> **DESCRIPTION OF THE TASK**:
Nothing in the listing should be dropped or altered when it is copied.

> **THE DATA**:
PR #671, opened 2017-02-06
added build nearby for remote haulers with range 1 to Creep.repairNearby

logxen:
This small addition allows remote haulers to build their own roads and containers. It is implemented along with Creep.repairNearby and only searches for construction sites within a range of 1 to save cpu time. Depending on strategies this can make the remote worker superfluous. Experimenting can be done with setting the REMOTE_WORKER_MULTIPLIER in the parameter file to 0 to save on spawn time.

> **FINISHED TASK**:
PR #671, opened 2017-02-06
added build nearby for remote haulers with range 1 to Creep.repairNearby

logxen:
This small addition allows remote haulers to build their own roads and containers. It is implemented along with Creep.repairNearby and only searches for construction sites within a range of 1 to save cpu time. Depending on strategies this can make the remote worker superfluous. Experimenting can be done with setting the REMOTE_WORKER_MULTIPLIER in the parameter file to 0 to save on spawn time.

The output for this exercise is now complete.